### Data items
*** Begin section ***
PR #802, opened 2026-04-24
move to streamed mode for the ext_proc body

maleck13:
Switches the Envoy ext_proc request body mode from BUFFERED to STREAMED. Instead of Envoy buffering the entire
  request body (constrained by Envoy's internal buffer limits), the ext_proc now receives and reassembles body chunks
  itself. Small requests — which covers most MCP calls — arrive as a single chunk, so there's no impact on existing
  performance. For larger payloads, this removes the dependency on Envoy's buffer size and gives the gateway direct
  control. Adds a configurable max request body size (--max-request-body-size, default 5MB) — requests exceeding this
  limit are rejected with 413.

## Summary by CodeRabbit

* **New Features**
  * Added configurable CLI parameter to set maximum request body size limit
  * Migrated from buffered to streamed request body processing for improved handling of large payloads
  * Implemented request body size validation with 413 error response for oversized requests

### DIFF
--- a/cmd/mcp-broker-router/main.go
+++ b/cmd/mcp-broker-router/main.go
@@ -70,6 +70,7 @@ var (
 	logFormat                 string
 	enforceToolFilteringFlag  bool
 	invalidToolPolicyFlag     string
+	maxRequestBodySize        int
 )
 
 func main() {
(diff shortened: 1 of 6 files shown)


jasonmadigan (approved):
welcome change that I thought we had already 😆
*** End section ***
*** Begin section ***
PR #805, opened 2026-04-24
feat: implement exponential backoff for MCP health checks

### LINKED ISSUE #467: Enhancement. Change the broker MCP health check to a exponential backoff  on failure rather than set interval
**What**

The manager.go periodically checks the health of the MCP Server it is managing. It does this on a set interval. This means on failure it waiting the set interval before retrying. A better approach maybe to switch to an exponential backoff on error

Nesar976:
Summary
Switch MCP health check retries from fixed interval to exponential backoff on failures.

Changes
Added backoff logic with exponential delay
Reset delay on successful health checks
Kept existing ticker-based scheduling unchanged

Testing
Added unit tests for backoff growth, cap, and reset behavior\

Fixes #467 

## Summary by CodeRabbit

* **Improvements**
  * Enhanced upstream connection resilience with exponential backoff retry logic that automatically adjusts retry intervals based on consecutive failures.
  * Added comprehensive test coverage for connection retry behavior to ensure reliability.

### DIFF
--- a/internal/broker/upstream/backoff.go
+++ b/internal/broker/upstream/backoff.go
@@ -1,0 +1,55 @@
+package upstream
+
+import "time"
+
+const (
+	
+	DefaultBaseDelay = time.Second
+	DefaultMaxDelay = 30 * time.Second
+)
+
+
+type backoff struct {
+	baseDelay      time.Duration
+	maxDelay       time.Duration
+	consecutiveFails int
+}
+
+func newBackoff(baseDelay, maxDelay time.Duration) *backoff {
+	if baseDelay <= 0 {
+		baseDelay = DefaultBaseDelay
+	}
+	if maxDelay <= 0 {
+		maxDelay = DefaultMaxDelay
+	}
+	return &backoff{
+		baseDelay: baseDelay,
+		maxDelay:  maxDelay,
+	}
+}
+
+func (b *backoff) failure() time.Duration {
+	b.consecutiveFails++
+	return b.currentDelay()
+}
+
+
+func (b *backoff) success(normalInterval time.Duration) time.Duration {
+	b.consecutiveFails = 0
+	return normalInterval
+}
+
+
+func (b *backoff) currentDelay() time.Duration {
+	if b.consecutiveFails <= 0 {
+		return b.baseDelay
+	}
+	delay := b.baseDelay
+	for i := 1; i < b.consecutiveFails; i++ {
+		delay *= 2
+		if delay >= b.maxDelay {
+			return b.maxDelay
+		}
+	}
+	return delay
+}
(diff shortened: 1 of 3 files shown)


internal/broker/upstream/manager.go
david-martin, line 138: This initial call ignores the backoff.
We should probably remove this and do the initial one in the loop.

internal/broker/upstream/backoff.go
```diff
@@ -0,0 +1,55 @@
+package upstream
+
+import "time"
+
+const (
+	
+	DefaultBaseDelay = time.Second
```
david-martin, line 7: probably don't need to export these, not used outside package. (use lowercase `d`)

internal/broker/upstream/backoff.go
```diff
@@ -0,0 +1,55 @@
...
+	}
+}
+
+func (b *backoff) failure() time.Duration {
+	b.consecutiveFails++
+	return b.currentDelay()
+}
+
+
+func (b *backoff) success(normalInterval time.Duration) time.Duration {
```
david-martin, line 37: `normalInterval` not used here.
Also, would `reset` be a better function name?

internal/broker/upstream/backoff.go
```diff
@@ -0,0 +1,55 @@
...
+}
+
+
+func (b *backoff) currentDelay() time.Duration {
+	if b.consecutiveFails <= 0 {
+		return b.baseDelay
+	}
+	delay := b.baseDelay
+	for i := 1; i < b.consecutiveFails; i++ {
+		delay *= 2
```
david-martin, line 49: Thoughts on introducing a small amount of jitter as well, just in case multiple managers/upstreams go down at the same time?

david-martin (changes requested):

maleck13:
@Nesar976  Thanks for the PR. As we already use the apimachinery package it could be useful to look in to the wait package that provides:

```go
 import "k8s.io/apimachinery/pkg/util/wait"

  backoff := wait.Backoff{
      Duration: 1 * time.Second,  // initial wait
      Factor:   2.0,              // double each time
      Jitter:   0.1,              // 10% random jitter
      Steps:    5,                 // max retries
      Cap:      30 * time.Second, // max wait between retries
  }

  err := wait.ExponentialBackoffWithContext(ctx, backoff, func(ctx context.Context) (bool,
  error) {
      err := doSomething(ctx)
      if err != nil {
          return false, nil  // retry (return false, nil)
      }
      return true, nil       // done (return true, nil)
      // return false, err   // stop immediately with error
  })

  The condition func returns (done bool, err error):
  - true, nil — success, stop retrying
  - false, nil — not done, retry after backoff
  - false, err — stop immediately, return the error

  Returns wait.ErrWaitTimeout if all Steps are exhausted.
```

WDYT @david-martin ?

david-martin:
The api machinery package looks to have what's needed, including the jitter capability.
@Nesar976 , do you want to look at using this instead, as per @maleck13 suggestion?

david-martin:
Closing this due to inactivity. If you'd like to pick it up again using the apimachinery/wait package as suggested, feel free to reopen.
*** End section ***
*** Begin section ***
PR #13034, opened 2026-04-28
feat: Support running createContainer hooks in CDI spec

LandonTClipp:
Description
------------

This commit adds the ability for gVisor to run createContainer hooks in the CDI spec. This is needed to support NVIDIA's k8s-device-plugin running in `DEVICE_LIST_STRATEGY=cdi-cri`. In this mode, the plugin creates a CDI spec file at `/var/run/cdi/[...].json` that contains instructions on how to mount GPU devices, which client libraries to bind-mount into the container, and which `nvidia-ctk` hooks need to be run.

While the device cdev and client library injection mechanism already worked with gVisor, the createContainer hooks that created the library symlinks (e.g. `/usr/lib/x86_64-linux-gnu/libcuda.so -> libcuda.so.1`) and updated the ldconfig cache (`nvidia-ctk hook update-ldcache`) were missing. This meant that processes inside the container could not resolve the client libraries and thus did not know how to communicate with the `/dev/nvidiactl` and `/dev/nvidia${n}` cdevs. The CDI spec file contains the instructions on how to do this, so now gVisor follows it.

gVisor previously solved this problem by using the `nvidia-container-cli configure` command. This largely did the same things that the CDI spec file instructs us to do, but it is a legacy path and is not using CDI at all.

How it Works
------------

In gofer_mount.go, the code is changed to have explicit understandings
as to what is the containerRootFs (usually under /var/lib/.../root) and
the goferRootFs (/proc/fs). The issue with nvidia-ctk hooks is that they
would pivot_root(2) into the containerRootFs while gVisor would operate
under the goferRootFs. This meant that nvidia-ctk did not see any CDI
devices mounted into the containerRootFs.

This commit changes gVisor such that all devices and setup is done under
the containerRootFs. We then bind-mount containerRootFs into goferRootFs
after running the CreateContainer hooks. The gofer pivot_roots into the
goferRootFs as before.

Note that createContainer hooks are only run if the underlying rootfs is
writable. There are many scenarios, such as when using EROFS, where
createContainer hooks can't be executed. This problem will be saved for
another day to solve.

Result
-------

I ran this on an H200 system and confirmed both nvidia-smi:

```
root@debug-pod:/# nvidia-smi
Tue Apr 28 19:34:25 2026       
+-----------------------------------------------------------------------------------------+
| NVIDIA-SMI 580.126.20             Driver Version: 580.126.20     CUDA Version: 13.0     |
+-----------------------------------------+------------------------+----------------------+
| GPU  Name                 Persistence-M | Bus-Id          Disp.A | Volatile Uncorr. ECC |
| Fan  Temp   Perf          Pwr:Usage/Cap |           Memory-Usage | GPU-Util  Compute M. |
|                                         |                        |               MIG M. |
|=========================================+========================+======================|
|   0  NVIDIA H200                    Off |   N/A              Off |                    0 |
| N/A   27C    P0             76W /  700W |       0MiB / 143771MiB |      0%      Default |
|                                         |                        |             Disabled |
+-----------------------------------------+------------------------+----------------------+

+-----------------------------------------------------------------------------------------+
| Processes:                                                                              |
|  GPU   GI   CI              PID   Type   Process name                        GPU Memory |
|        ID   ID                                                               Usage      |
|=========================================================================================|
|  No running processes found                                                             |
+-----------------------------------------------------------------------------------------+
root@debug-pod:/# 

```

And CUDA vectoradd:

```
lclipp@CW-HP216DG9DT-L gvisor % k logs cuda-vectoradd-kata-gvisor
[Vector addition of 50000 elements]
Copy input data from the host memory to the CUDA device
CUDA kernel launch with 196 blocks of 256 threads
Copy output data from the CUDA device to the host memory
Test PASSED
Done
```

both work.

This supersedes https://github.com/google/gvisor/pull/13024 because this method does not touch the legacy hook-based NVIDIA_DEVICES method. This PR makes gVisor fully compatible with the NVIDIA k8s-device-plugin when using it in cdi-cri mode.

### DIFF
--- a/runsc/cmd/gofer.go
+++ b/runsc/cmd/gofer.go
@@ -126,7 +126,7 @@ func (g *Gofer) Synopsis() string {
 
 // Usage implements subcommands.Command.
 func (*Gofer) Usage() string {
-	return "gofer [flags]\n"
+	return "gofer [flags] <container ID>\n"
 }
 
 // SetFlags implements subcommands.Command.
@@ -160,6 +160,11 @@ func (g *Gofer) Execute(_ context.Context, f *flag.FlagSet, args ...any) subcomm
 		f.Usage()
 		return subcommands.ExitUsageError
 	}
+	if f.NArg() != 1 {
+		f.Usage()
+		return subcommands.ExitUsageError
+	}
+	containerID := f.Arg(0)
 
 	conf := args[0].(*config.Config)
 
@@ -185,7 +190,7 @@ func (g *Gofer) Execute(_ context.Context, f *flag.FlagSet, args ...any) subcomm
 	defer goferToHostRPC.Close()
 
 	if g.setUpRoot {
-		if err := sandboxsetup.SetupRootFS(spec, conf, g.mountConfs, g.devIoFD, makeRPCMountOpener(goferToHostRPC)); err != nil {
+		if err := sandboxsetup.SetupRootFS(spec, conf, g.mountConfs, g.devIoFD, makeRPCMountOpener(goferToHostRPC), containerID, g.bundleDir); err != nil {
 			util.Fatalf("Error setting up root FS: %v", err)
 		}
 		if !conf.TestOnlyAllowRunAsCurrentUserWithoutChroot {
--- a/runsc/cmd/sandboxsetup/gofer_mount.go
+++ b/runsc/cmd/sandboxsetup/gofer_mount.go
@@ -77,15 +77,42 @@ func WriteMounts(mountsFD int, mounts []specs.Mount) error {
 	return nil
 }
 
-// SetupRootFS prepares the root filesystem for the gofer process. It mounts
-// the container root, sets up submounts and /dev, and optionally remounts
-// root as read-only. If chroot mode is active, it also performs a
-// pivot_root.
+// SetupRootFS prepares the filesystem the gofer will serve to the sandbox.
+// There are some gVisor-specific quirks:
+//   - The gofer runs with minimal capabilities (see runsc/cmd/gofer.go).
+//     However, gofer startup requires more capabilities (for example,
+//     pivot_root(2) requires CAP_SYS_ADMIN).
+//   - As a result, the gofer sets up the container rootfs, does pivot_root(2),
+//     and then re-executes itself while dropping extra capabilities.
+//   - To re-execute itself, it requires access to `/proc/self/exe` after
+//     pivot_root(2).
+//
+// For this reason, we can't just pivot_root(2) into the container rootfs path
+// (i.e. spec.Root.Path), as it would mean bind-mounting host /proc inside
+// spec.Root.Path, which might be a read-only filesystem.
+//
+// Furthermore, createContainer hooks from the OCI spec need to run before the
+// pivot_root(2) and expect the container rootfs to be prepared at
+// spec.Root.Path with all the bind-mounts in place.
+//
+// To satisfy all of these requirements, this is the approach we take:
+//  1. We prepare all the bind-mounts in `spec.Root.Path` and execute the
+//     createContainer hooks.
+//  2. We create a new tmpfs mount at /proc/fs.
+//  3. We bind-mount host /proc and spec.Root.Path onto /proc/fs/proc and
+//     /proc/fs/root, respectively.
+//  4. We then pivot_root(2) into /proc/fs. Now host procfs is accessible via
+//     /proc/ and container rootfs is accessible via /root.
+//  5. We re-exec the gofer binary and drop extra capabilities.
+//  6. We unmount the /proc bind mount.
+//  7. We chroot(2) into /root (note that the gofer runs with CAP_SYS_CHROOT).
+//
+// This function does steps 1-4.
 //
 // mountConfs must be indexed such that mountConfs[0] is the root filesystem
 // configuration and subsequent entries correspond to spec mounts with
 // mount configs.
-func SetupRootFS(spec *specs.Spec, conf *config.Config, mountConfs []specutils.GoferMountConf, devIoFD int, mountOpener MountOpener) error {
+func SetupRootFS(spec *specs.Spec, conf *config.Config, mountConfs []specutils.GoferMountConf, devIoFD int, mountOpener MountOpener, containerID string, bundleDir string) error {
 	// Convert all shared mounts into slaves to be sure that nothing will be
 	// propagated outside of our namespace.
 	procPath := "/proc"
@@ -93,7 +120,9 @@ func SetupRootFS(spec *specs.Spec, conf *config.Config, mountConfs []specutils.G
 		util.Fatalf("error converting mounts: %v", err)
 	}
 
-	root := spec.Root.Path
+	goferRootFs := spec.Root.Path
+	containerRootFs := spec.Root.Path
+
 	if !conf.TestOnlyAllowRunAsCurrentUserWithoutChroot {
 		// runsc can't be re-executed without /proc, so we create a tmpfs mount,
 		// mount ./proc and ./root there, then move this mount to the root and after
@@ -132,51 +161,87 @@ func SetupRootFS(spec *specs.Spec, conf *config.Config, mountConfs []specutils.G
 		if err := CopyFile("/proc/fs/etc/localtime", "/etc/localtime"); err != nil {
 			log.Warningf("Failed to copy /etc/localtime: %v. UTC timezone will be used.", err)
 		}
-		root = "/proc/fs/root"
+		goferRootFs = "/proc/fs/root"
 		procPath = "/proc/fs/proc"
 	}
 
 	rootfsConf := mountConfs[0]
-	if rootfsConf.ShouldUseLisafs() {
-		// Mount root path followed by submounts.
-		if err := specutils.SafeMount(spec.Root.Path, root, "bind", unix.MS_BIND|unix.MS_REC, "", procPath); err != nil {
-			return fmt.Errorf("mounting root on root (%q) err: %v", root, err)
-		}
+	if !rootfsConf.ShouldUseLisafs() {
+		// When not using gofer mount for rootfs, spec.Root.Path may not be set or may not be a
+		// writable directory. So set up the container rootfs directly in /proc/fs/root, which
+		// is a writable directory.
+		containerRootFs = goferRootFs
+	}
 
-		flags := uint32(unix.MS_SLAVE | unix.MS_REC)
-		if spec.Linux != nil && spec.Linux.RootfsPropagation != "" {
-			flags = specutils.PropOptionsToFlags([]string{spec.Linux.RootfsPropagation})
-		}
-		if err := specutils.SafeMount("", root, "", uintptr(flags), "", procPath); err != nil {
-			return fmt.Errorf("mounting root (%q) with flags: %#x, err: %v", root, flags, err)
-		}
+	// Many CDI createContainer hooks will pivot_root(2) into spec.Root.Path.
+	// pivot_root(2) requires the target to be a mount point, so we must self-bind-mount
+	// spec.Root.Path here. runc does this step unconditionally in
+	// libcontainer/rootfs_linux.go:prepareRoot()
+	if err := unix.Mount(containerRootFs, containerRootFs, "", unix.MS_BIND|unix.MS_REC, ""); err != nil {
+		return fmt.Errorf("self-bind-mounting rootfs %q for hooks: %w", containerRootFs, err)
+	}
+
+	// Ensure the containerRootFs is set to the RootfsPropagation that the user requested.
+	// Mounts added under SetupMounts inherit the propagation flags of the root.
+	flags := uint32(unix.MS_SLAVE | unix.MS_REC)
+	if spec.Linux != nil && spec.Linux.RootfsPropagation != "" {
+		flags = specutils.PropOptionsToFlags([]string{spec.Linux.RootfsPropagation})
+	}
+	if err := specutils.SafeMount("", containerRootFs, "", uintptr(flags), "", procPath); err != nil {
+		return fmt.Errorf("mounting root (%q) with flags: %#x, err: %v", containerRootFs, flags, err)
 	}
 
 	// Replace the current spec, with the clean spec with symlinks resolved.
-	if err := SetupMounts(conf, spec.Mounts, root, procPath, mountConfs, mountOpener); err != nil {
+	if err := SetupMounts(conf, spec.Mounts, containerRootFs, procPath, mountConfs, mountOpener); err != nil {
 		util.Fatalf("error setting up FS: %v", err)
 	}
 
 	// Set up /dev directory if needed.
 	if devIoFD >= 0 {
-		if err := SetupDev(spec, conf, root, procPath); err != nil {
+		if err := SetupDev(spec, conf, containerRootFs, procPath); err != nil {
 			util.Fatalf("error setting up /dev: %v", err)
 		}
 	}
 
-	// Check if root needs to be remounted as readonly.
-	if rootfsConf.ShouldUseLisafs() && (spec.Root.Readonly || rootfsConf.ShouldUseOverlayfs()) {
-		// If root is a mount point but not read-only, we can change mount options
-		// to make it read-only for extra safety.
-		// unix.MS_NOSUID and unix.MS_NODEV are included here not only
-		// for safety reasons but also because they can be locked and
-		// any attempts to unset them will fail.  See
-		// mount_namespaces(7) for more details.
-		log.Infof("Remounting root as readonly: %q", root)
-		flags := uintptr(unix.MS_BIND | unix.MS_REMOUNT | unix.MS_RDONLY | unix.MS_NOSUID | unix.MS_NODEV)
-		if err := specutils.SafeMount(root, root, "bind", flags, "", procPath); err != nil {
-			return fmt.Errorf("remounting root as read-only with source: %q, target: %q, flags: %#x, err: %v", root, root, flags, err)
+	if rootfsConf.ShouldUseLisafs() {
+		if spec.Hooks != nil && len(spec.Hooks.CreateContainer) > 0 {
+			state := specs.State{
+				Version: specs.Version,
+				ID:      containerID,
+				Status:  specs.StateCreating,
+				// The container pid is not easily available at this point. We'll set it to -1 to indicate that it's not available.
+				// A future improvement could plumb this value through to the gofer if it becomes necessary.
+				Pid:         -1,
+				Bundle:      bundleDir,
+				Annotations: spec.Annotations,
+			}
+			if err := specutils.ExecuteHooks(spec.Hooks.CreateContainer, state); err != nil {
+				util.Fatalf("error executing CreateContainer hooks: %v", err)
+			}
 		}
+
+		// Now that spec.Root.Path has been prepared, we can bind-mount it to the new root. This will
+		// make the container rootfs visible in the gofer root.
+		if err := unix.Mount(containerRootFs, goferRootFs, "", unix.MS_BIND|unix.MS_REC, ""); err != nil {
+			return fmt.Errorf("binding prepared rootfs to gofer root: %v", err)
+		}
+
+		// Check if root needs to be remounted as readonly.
*** End section ***
In the entries above, how many lines contain the word "accessible"? Answer with the number only.

### OUTPUT
2